• [What to produce] Which lines of the entries contain the string "would"? Copy each of them.

======== Information

PR #412, opened 2026-06-04
[ci] Enforce workflow-development activation contract in validate.py

### LINKED ISSUE #408: [feat] auto-invoke workflow-development in any skill that references it
## Product framing

**Problem:** Multiple skills and commands explicitly state they invoke `workflow-development` (e.g. `/swe-workbench:implement`, skills that say "routes to workflow-development"), but none of them automatically do so — the user is left to invoke it manually as a second step. The documentation creates a false expectation.

**Value:** Any developer using a skill that promises workflow orchestration gets it without a follow-up invocation, eliminating the context switch and making the plugin behave as documented.

**Acceptance criteria:**
- Audit all skills/commands whose documentation or instructions state that `workflow-development` will be invoked
- For each, wire an automatic invocation (via internal `Skill` call, hook, or composition) so the hand-off happens without user action
- Add a regression note: if a skill says "invokes workflow-development", CI or a review step confirms the code path exists

**Impact / Effort:**
- Impact: M — corrects a broken promise across multiple entry points; affects every user who reads the skill docs and follows instructions
- Effort: M — requires auditing skill references and adding consistent dispatch; no new architecture needed

---

## Goal

Every skill or slash command that states it will invoke `workflow-development` must automatically do so — no manual follow-up required.

## Motivation

The gap is between documented intent and actual behavior. Skills like `/swe-workbench:implement` document that they route through `workflow-development`, but the automatic invocation is absent. Users who follow the docs are surprised when nothing happens and must re-invoke manually. This is a reliability issue: the plugin doesn't do what it says it does.

## Surface

- [x] Skill — `workflow-*` (workflow-development and callers)
- [x] Slash command (any command that references workflow-development)
- [x] Hook (potential dispatch mechanism)
- [x] Documentation (audit and align stated vs. actual behavior)

## Sketch (optional)

**Option A: Skill-internal dispatch**
In each skill that references `workflow-development`, add an explicit `Skill("swe-workbench:workflow-development")` call at the point the docs claim it happens. No config needed; behavior matches documentation immediately.

**Option B: Hook-based dispatch**
Register a post-skill hook that checks whether the completed skill's instructions reference `workflow-development` and fires the invocation automatically. More DRY but adds complexity to the hook layer.

**Option C: Documentation alignment**
Where automatic invocation is genuinely not intended, remove the claim from the docs so stated intent matches actual behavior. Combine with Option A for skills where automatic invocation is the correct end state.

---

_Reported via `/swe-workbench:report-issue` — plugin v0.1.16, Claude Code 2.1.161._

lugassawan:
## Summary

- Adds `check_skill_skill_refs()` to `scripts/validate.py`: every `` `swe-workbench:<id>` `` token in `skills/*/SKILL.md` must resolve to a skill dir, agent file, or command file (three-way resolver via `_artifact_exists`). Forward guard — all refs in the live tree already pass.
- Adds `check_workflow_development_activation_contract()`: bidirectional set-equality between the `/swe-workbench:<cmd>` activator tokens declared in `workflow-development`'s description frontmatter and the commands whose `.md` files actually contain `swe-workbench:workflow-development`. Fails CI with the symmetric difference if they ever drift. Also validates that declared tokens name real command files (catches typos in the frontmatter).
- Fixes the live frontmatter drift that the new check immediately surfaces: `architect`, `migrate`, and `document` were activating `workflow-development` but absent from the "Activated by" list (declared 5, actual 8). The frontmatter now lists all 8 activators.
- Both checks registered in `main()` after `check_command_skill_refs()`; 22 new unit + live-tree tests.

**Issue #408 premise note:** The issue claimed skills/commands "document but don't auto-invoke" `workflow-development`, implying a missing dispatch wire. An audit showed the commands already use imperative prose ("Activate `swe-workbench:workflow-development`") which *is* the dispatch mechanism in this prose-driven plugin — the LLM reads it and calls the `Skill` tool. Options A (embed `Skill()` calls) and B (hook dispatch) are N/A for a markdown-only plugin. The genuinely valuable kernel was acceptance criterion #3 (CI regression check) plus the frontmatter drift it surfaces. That's what shipped here.

## Test Plan

- [x] `bash scripts/validate.sh` — "All checks passed."
- [x] `pytest tests/ -v` — 1144/1144 pass (22 new tests)
- [x] Confidence check: simulating the pre-fix frontmatter causes `check_workflow_development_activation_contract` to fail naming `architect`, `document`, `migrate` — proves the check catches the real drift.

### Type-tailored checks ([ci])
- [x] `validate.py` syntax: `python -c "import py_compile; py_compile.compile('scripts/validate.py')"` — clean
- [x] `check_skill_skill_refs` registered in `main()` after `check_command_skill_refs`
- [x] `check_workflow_development_activation_contract` registered in `main()` after `check_skill_skill_refs`
- [x] Pre-push hook ran full suite on push — all green

Closes #408

### DIFF
--- a/scripts/validate.py
+++ b/scripts/validate.py
@@ -342,7 +342,12 @@ def check_workflow_development_activation_contract():
     wf_pattern = re.compile(r'`swe-workbench:workflow-development`')
     for cmd_md in sorted(commands_dir.glob("*.md")):
         # commands are intentionally not cached in _build_cache; read directly
-        if wf_pattern.search(cmd_md.read_text(encoding="utf-8")):
+        try:
+            text = cmd_md.read_text(encoding="utf-8")
+        except OSError:
+            fail(cmd_md.relative_to(ROOT), "could not read file")
+            continue
+        if wf_pattern.search(text):
             actual.add(cmd_md.stem)
 
     if declared != actual:
--- a/scripts/validate.py
+++ b/scripts/validate.py
@@ -303,6 +303,55 @@ def check_skill_skill_refs(cache=None):
                 )
 
 
+def check_workflow_development_activation_contract():
+    """The '/swe-workbench:<cmd>' tokens in workflow-development's description frontmatter
+    must match exactly the set of commands whose .md files reference
+    'swe-workbench:workflow-development'."""
+    skill_md = ROOT / "skills" / "workflow-development" / "SKILL.md"
+    if not skill_md.is_file():
+        fail(
+            skill_md.relative_to(ROOT),
+            "missing — cannot check workflow-development activation contract",
+        )
+        return
+    fm = parse_frontmatter(skill_md)
+    if fm is None or "description" not in fm:
+        fail(skill_md.relative_to(ROOT), "missing or malformed frontmatter")
+        return
+
+    commands_dir = ROOT / "commands"
+    declared_pattern = re.compile(r'/swe-workbench:([\w-]+)')
+    desc = fm["description"]
+    raw_declared = set(declared_pattern.findall(desc))
+    unknown_commands = sorted(t for t in raw_declared if not (commands_dir / f"{t}.md").is_file())
+    if unknown_commands:
+        fail(
+            skill_md.relative_to(ROOT),
+            f"workflow-development description lists unknown commands: {unknown_commands}",
+        )
+    # Exclude unknown tokens from set-equality to avoid double-reporting
+    declared = raw_declared - set(unknown_commands)
+
+    actual = set()
+    for cmd_md in sorted(commands_dir.glob("*.md")):
+        # commands are intentionally not cached in _build_cache; read directly
+        if "swe-workbench:workflow-development" in cmd_md.read_text(encoding="utf-8"):
+            actual.add(cmd_md.stem)
+
+    if declared != actual:
+        listed_not_activating = sorted(declared - actual)
+        activating_not_listed = sorted(actual - declared)
+        parts = []
+        if listed_not_activating:
+            parts.append(f"listed but do not activate: {listed_not_activating}")
+        if activating_not_listed:
+            parts.append(f"activate but are not listed: {activating_not_listed}")
+        fail(
+            skill_md.relative_to(ROOT),
+            "workflow-development activation contract mismatch — " + "; ".join(parts),
+        )
+
+
 TEMPLATE_MARKER_RE = re.compile(r'\[\[detect:([a-z][a-z0-9-]*)\]\]')
 
 
@@ -764,6 +813,7 @@ def main():
     check_agent_skill_refs(cache=cache)
     check_command_skill_refs()
     check_skill_skill_refs(cache=cache)
+    check_workflow_development_activation_contract()
     check_catalog_completeness(cache=cache)
     check_shared_includes_not_blockquoted(cache=cache)
     check_template_placeholders(cache=cache)
--- a/scripts/validate.py
+++ b/scripts/validate.py
@@ -293,7 +293,11 @@ def check_skill_skill_refs(cache=None):
                 fail(skill_md.relative_to(ROOT), "could not read file")
                 continue
         else:
-            text = skill_md.read_text(encoding="utf-8")
+            try:
+                text = skill_md.read_text(encoding="utf-8")
+            except OSError:
+                fail(skill_md.relative_to(ROOT), "could not read file")
+                continue
         for artifact_id in set(pattern.findall(text)):
             if not _artifact_exists(artifact_id):
                 fail(
@@ -322,7 +326,9 @@ def check_workflow_development_activation_contract():
     commands_dir = ROOT / "commands"
     declared_pattern = re.compile(r'/swe-workbench:([\w-]+)')
     desc = fm["description"]
-    raw_declared = set(declared_pattern.findall(desc))
+    # Scope to the activation clause (before "when") to avoid matching prose examples
+    activation_clause = desc.split(" when ")[0]
+    raw_declared = set(declared_pattern.findall(activation_clause))
     unknown_commands = sorted(t for t in raw_declared if not (commands_dir / f"{t}.md").is_file())
     if unknown_commands:
         fail(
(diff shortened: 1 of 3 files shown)


scripts/validate.py
```diff
@@ -271,6 +271,87 @@ def check_command_skill_refs():
...
+    skills_cache = cache[1] if cache is not None else None
+    pattern = re.compile(r'`swe-workbench:([\w-]+)`')
+    for skill_md in sorted(skills_dir.glob("*/SKILL.md")):
+        if skills_cache is not None and skill_md in skills_cache:
+            text = skills_cache[skill_md]
+            if text is None:
+                fail(skill_md.relative_to(ROOT), "could not read file")
+                continue
+        else:
+            text = skill_md.read_text(encoding="utf-8")
```
lugassawan: **Medium — fallback `read_text` has no `OSError` guard**

The `else` branch (cache miss) calls `skill_md.read_text()` without a try/except, while the `if` branch already has a guarded path. In the unlikely event of a race (file disappears between glob and read) this would crash the validator with an unhandled exception rather than recording a tidy `fail()`.

Suggest wrapping to match the pattern already used in `check_skills`:
```python
else:
    try:
        text = skill_md.read_text(encoding="utf-8")
    except OSError:
        fail(skill_md.relative_to(ROOT), "could not read file")
        continue
```

scripts/validate.py
```diff
@@ -271,6 +271,87 @@ def check_command_skill_refs():
...
+            "missing — cannot check workflow-development activation contract",
+        )
+        return
+    fm = parse_frontmatter(skill_md)
+    if fm is None or "description" not in fm:
+        fail(skill_md.relative_to(ROOT), "missing or malformed frontmatter")
+        return
+
+    commands_dir = ROOT / "commands"
+    declared_pattern = re.compile(r'/swe-workbench:([\w-]+)')
```
lugassawan, line 327: **Medium — `declared_pattern` matches anywhere in description, not just the activation clause**

`r'/swe-workbench:([\w-]+)'` will match any occurrence of `/swe-workbench:foo` in the full description string — including "Skip for..." or "can also be invoked for..." prose. The current description is safe, but a future edit adding a negative example ("do not activate for /swe-workbench:design in Mode C") would produce a spurious false failure.

Consider scoping the extraction to the activation clause only:
```python
activation_clause = desc.split(" when ")[0]
raw_declared = set(declared_pattern.findall(activation_clause))
```

scripts/validate.py
```diff
@@ -271,6 +271,87 @@ def check_command_skill_refs():
...
+            skill_md.relative_to(ROOT),
+            f"workflow-development description lists unknown commands: {unknown_commands}",
+        )
+    # Exclude unknown tokens from set-equality to avoid double-reporting
+    declared = raw_declared - set(unknown_commands)
+
+    actual = set()
+    for cmd_md in sorted(commands_dir.glob("*.md")):
+        # commands are intentionally not cached in _build_cache; read directly
+        if "swe-workbench:workflow-development" in cmd_md.read_text(encoding="utf-8"):
```
lugassawan: **Medium — activation detection uses bare substring match, not backtick-wrapped form**

`"swe-workbench:workflow-development" in text` matches any occurrence — including comments, strikethrough Markdown, or prose examples. `check_command_skill_refs` (the sibling check) uses the stricter backtick form. Asymmetry here could produce false activators from non-invocation prose.

Suggest using the same regex as the sibling check:
```python
wf_pattern = re.compile(r'`swe-workbench:workflow-development`')
for cmd_md in sorted(commands_dir.glob("*.md")):
    if wf_pattern.search(cmd_md.read_text(encoding="utf-8")):
        actual.add(cmd_md.stem)
```

scripts/validate.py
lugassawan: Addressed in c8f0bc6ff81c5a208a0eabe1034ff1655209397b: wrapped the else-branch read_text in try/except OSError, matching the pattern in check_skills.

scripts/validate.py
lugassawan: Addressed in c8f0bc6ff81c5a208a0eabe1034ff1655209397b: scoped the extraction to `desc.split(" when ")[0]` so only the activation clause is matched.

scripts/validate.py
lugassawan: Addressed in c8f0bc6ff81c5a208a0eabe1034ff1655209397b: replaced bare substring match with `re.compile(r'`swe-workbench:workflow-development`')`, consistent with check_command_skill_refs.

scripts/validate.py
```diff
@@ -271,6 +271,94 @@ def check_command_skill_refs():
...
+            f"workflow-development description lists unknown commands: {unknown_commands}",
+        )
+    # Exclude unknown tokens from set-equality to avoid double-reporting
+    declared = raw_declared - set(unknown_commands)
+
+    actual = set()
+    wf_pattern = re.compile(r'`swe-workbench:workflow-development`')
+    for cmd_md in sorted(commands_dir.glob("*.md")):
+        # commands are intentionally not cached in _build_cache; read directly
+        if wf_pattern.search(cmd_md.read_text(encoding="utf-8")):
```
lugassawan: **Medium — `cmd_md.read_text()` in `check_workflow_development_activation_contract` is unguarded against `OSError`**

The `OSError` guard added to `check_skill_skill_refs`'s else branch isn't mirrored in the sibling command-file loop. A permission error or dangling symlink here aborts the whole validation run instead of recording a tidy `fail()`.

Suggest wrapping consistently:
```python
for cmd_md in sorted(commands_dir.glob("*.md")):
    try:
        text = cmd_md.read_text(encoding="utf-8")
    except OSError:
        fail(cmd_md.relative_to(ROOT), "could not read file")
        continue
    if wf_pattern.search(text):
        actual.add(cmd_md.stem)
```

lugassawan: Addressed in fef9a7942cbe3a273cc97ff56a23d6d7c346f8e5: wrapped cmd_md.read_text() in try/except OSError, matching the guard added to check_skill_skill_refs in the previous pass.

================

• [Answer below]
The `else` branch (cache miss) calls `skill_md.read_text()` without a try/except, while the `if` branch already has a guarded path. In the unlikely event of a race (file disappears between glob and read) this would crash the validator with an unhandled exception rather than recording a tidy `fail()`.
`r'/swe-workbench:([\w-]+)'` will match any occurrence of `/swe-workbench:foo` in the full description string — including "Skip for..." or "can also be invoked for..." prose. The current description is safe, but a future edit adding a negative example ("do not activate for /swe-workbench:design in Mode C") would produce a spurious false failure.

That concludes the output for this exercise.